Examine each line of the listing below. Copy those in which the string "favorites" appears.

- _RECORDS FOR THE EXERCISE_
____
PR #904, opened 2024-09-26
feat: replace blurry png logo with svg

edeuss:
Upped the resolution to the same as the Jellyfin icon in the same folder. 

Might be a good idea to switch to use the SVG instead of an PNG.


Chaphasilor:
Thanks for the PR! We already have an SVG of the logo, should we just switch to using that right now? ^^

edeuss:
@Chaphasilor Switched to use an SVG, Keeping the image commit in the PR for now (looks like the image is used in other places too. I can switch the other places to use the SVG in another PR). Or I can make it apart of this one, thoughts?

edeuss:
Looking in the code it looks like there is only two other locations the image is used, the settings page and the drawer.

edeuss:
@Chaphasilor Added the last to pages to the PR, I have never had any real issues with SVG's on any of Flutters supported platforms.

Chaphasilor:
Got it. Is there any particular reason for creating a new SVG? Was the existing one in a wrong location or had too much padding?

Chaphasilor:
Ah yeah that tracks. I have no idea why it was done that way, but I'm open to restructuring things if that makes more sense! Applies to the entire project, if there's something odd that we could do better, we should do that :)

edeuss:
@Chaphasilor We could do that in a later pr. But I think this PR is good.

Chaphasilor:
Sounds good. Let's do it like that. Thanks for the PR!

PR #1630, opened 2026-05-27
Add setting to change time before a repeat is allowed in continuous radio mode

HeroBrine1st:
## Changes

<details>
<summary>A picture is worth a thousand words</summary>

</details>

Add "Allow repeats after" setting in radio menu, visible only when continuous mode is selected (currently appears without any animation), with 90 used as default but set to 5 on screenshot. If field is empty but submitted, it resets to 0, disabling repetition entirely and thus fixing https://github.com/UnicornsOnLSD/finamp/issues/1610.

I should say that, since I don't know flutter well, I decided to slow things down and run OpenCode+gemma4-26b/llama.cpp+[superpowers](https://github.com/obra/superpowers) to write UI code (the latter commit, positive branch of `if` statement only; that plugin was simply installed, listed for completeness). Since resulting UI was very poor, I added leading icon much like ChoiceMenuOption, fixed onSubmitted to reset to 0 on invalid submit and split title to title and subtitle. I say it's 50/50 and I checked it with other code so it looks good to me.

<sup>It might be a good idea to extract this option into reusable widget, but it's currently used in choice list so idk, it's definitely not a choice</sup>

It looks strange since there is some delay between mode selection and sheet closure (remove the delay?), however my idea, I think, has some point:

- Burying it in settings has no value and settings are already burdened
- Keeping it near radio menu allows to use *less* words to explain this setting
- This setting is shown briefly before the sheet is closed due to change in radio mode
  - This is a loss to UX, sure, but this setting is not to be changed often
  - User can open sheet again to change the setting
  - This conveys a clear message "you don't need to change it if you don't want"
  - This also clearly shows relationship between continuous mode and this option and actually guides user about its impact
  - But looks like a bug :-(

I almost said i can't test it but I finally found it (1 minute is used):

<details>
<summary>You just need an artist so unique it doesn't find anything closer than his other tracks</summary>
image

Great album btw. Calming.
</details>

## Alternatives

- Just made it up - somehow query jellyfin on total library size.
- 1 hour later - make it a toggle? 90 minutes or no repeats at all?

## Todo before merging

- [x] Translations
- [ ] Reset Settings - ???
  - This setting is clearly visible when "Continuous" mode is used and has direct and understandable impact, so I guess doesn't matter?

## Related Issues

Fixes https://github.com/UnicornsOnLSD/finamp/issues/1610


HeroBrine1st:
I will rebase later if this doesn't work, it anyway needed conflict resolution

HeroBrine1st:
idk why all of sudden it affected splash screen but anyway

HeroBrine1st:
Conflicted, will resolve conflicts later; I guess it needs reimplementation

Chaphasilor:
Just for reference, here's how this looks in Music Assistant: 
https://www.music-assistant.io/blog/2026/06/10/music-assistant-2-9/#a-kind-of-magic

One thing in general: we might need to change the position if it's not available for all radio modes. It could go right below the continuous mode? But maybe it would be useful to have this repetition stuff for all modes (although it goes somewhat against the "Random" mode)  
Also, UI-wise I think some kind of slider + buttons would be nice, like we have for the playback speed control or sleep timer. I think 5 minute increments (or even coarser) would be fine here. Music Assistant uses hours as an integer it seems.  
Do you think you could port that here?

Chaphasilor:
Either way, we should probably not use 0 for disabled here. Is someone has short tracks (e.g. 30s), that would prevent true randomness. Some kind of toggle or mode selector is probably clearer and less technical?

PR #1632, opened 2026-05-31
Add Android Widget

### LINKED ISSUE #156: [Feature Request] Android Widget
It would be nice to have a widget to control media from the home screen in Android. Not sure if its worth the hassle, though. Just a proposal.

Maybe display album art and such, similar to the way Spotify/Gelli do. Ideally clicking on the widget itself would either take you to the now playing screen, if media is playing/queued, or the home screen if nothing is queued or the status can't be fetched.

call-me-maple:
## Changes

Adds 2 android widgets using the home_widget plugin.

I added some strings defined as xml resources for the widget descriptions, titles, and accessibility descriptions.

### Todo before merging
The data save function is triggered multiple times by the stream listener unnecessarily and I'm not sure how to fix it. It works as it is but I think it might contribute to extra battery usage. 

The widget preview is just static images but they could be dynamic with user data like [this](https://developer.android.com/develop/ui/compose/glance/generated-previews). 

circular_widget_preview
Screenshot_20260602-112206

Closes #156


flloschy:
How do other app handle playback widget?
Just from the looks of things I feel like the wide widget is a bit too feature dense? I could imagine easily fat fingering a wrong button?
Not entirely sure how legit that concern is since I didn't test :D

A few questions:
- Are the widget colors synced with the app theme?
- Will the Finamp log be replaced with song cover (likely yes but just to be sure)
- On the wide widget the Padding to the favorites button looks to too small
- For the small widget will the buttons be configurable? I for example don't like songs that much that I need a button there, (besides that my homescreen doenst even support widgets) I personally I would prefer a shuffle button
- Would it look good if the wide widget has a blurred cover art? Could look bad honestly but worth testing, if thats even possible

Could have looked in the code but eh, no time :D

call-me-maple:
> How do other app handle playback widget? Just from the looks of things I feel like the wide widget is a bit too feature dense? I could imagine easily fat fingering a wrong button?

The width of the buttons meet the recommended size but the height is shrunk down some. I think media control height could be bigger if the font is smaller or we drop the album name since it's a little redundant with the album image. Here are the current Spotify and Youtube Music widgets for reference. 

Screenshot_20260603-135916
Finamp, Spotify, Spotify, YouTube Music

The top 2 widgets are matching the system theme where the other 2 are matching the album art. 


> Are the widget colors synced with the app theme?

They are synced with the system not app atm but I think this could be a configurable. Currently colors are provided from GlanceTheme which will change based on the users system theme. I think another option could be to match the colors to the current album art. 

> Will the Finamp log be replaced with song cover

Yeah 


> On the wide widget the Padding to the favorites button looks to too small

This is easy to change and I'm not opposed to removing it too. 

> For the small widget will the buttons be configurable?

I think this could totally be configured. Currently I haven't implemented any configuration options but the plugin supports it. I'm curious what options people would want besides buttons and colors. 

> Would it look good if the wide widget has a blurred cover art?

I think this is doable and if there's interest in it I don't mind trying it out.

flloschy:
> Finamp, Spotify, Spotify, YouTube Music

Oh ok, so the mainstream already has the buttons this small, then it'll probably be fine if finamp has a similar size :)

> They are synced with the system not app atm but I think this could be a configurable

Oh actually didnt think of that, yeah, probably best to be able to select between System, App and Cover colors huh. Forcing the app color scheme onto the widget (like I implied) might not look that good on some configurations.


> I'm curious what options people would want besides buttons and colors.

I didnt mean full configuration, just the upper right button. I can imagine multiple options being used by different user groups. Like some might want to have the favourite toggle, some want a shuffle, some maybe want a skip button. The lower play/pause button probably is fine actually.

Chaphasilor:
@call-me-maple hey, so firstly thanks for implementing this, seems like you really know your stuff and generally made sensible choices here!  
The only thing I'm wondering about is if we could re-use the existing playback state that is sent to Android, to power the widget, as opposed to manually syncing the state via an additional service? I think this would be sufficient for the current widget selection you added (other widgets might be a different story, although the media browser could potentially used for those.

And also, do you have time to fix the merge conflicts? I think we could include this in the next release, if all goes well.

call-me-maple:
I think I fixed the conflicts. Would changing how the data is saved complicate adding iOS support later on?

Chaphasilor:
Umm, something doesn't seem right with your latest changes 😅

Regarding iOS support, I don't know what the requirements for that will be. Worst case we'll have to add a dedicated message channel for the widgets then, but at this point we'll have a clearer picture of what data and functionality is actually needed. So I wouldn't worry about it too much for now.

PR #1657, opened 2026-06-20
Disable the volume slider when airplay is active

felix920506:
## Changes

Detects when airplay is active on iOS and disables the volume slider, as the in-app volume slider does not work when Airplay is active. Also specifically detects iOS app installed on macOS to avoid incorrectly disabling the slider. There is no reliable way of correctly doing it with iOS app installed on macOS from my research.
____
- _TASK OUTPUT_
- On the wide widget the Padding to the favorites button looks to too small
> On the wide widget the Padding to the favorites button looks to too small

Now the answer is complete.